Few Shot Semantic Segmentation: a review of methodologies, benchmarks, and open challenges
Nico Catalano, Matteo Matteucci
TL;DR
Few-Shot Semantic Segmentation addresses the challenge of segmenting novel classes from very limited labeled data by integrating principles from few-shot learning with pixel-level segmentation. The paper surveys three main methodological strands—conditional networks, prototypical networks, and latent-space optimization—and discusses how foundation-model strategies, including prompt engineering, multimodal cues, and generalist models, are redefining the field. It aggregates standard benchmarks, datasets, and metrics while highlighting open challenges such as domain shift, cross-domain generalization, and continual learning, and it analyzes latent representations from GANs, contrastive learning, and VAEs.
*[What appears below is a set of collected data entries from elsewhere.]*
Issue #1727, opened 2023-03-02
[feature] [docker] Implement registry authentication for docker-based workflows


asraa:
**Is your feature request related to a problem? **

Add registry username/password secrets to authenticate to a registry in order to use the base image.

**Describe the solution you'd like**

**Describe alternatives you've considered**

**Additional context**

PR #1823, opened 2023-03-14
feat: add registry authentication to docker-based workflow

asraa:
Fixes https://github.com/slsa-framework/slsa-github-generator/issues/1727


.github/workflows/builder_docker-based_slsa3.yml
```diff
@@ -37,6 +37,11 @@ defaults:
 ###################################################################
 on:
   workflow_call:
+    secrets:
+      registry-username:
```
laurentsimon, line 41: How about adding a note in the description that it should only be used for high-entropy value, and ask to read the doc (with a link).
We could also add it for the generic container.

laurentsimon (approved):

.github/workflows/builder_docker-based_slsa3.yml
ianlewis: We have a note about this in the docs for the container generator.

See `registry-username` under 'Secrets:'
https://github.com/slsa-framework/slsa-github-generator/blob/6a2cc1cb559a81ffbbcd4248026c6ea89bdab2b6/internal/builders/container/README.md#workflow-inputs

The review also emphasizes the practical promise of vision foundation models like SAM and CLIP for FSS, particularly in data-scarce domains relevant to medicine and agriculture, and it outlines directions for future research toward robust, scalable, and adaptable FSS systems.
Abstract
Semantic segmentation, vital for applications ranging from autonomous driving to robotics, faces significant challenges in domains where collecting large annotated datasets is difficult or prohibitively expensive. In such contexts, such as medicine and agriculture, the scarcity of training images hampers progress. Introducing Few-Shot Semantic Segmentation, a novel task in computer vision, which aims at designing models capable of segmenting new semantic classes with only a few examples. This paper consists of a comprehensive survey of Few-Shot Semantic Segmentation, tracing its evolution and exploring various model designs, from the more popular conditional and prototypical networks to the more niche latent space optimization methods, presenting also the new opportunities offered by recent foundational models. Through a chronological narrative, we dissect influential trends and methodologies, providing insights into their strengths and limitations. A temporal timeline offers a visual roadmap, marking key milestones in the field's progression. Complemented by quantitative analyses on benchmark datasets and qualitative showcases of seminal works, this survey equips readers with a deep understanding of the topic. By elucidating current challenges, state-of-the-art models, and prospects, we aid researchers and practitioners in navigating the intricacies of Few-Shot Semantic Segmentation and provide ground for future development.